• Exercise instructions: Check every line in the records below for the word "core" and report how many have it, nothing more.

Extracted records

PR #1323, opened 2022-07-11
Add Migration datasource if Migration used with HibernateReactive

timyates:
If we use Hibernate Reactive AND a MigrationFeature, we need to specify a datasource and include the
drivers for the chosen database for the migration to be performed

### DIFF
--- a/starter-core/src/main/java/io/micronaut/starter/feature/database/DatabaseDriverFeature.java
+++ b/starter-core/src/main/java/io/micronaut/starter/feature/database/DatabaseDriverFeature.java
@@ -70,9 +70,12 @@ public abstract class DatabaseDriverFeature
     private boolean shouldAddJdbcFeature(FeatureContext featureContext) {
         return !featureContext.isPresent(JdbcFeature.class)
                 && !featureContext.isPresent(R2dbcFeature.class)
-                && !featureContext.isPresent(DataHibernateReactive.class)
-                && !featureContext.isPresent(HibernateReactiveJpa.class)
+                && !hasHibernateReactiveWithoutMigration(featureContext)
                 && jdbcFeature != null;
+    }
+
+    private boolean hasHibernateReactiveWithoutMigration(FeatureContext featureContext) {
+        return featureContext.isPresent(HibernateReactiveFeature.class) && !featureContext.isPresent(MigrationFeature.class);
     }
 
     @Override
@@ -114,6 +117,9 @@ public abstract class DatabaseDriverFeature
         }
         if (generatorContext.getFeatures().hasFeature(DataHibernateReactive.class) || generatorContext.getFeatures().hasFeature(HibernateReactiveJpa.class)) {
             getHibernateReactiveJavaClientDependency().ifPresent(dependencies::add);
+            if (generatorContext.isFeaturePresent(MigrationFeature.class)) {
+                getJavaClientDependency().ifPresent(dependencies::add);
+            }
         } else {
             getJavaClientDependency().ifPresent(dependencies::add);
         }
--- a/starter-core/src/main/java/io/micronaut/starter/feature/database/HibernateReactiveFeature.java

• Solution for this task: 3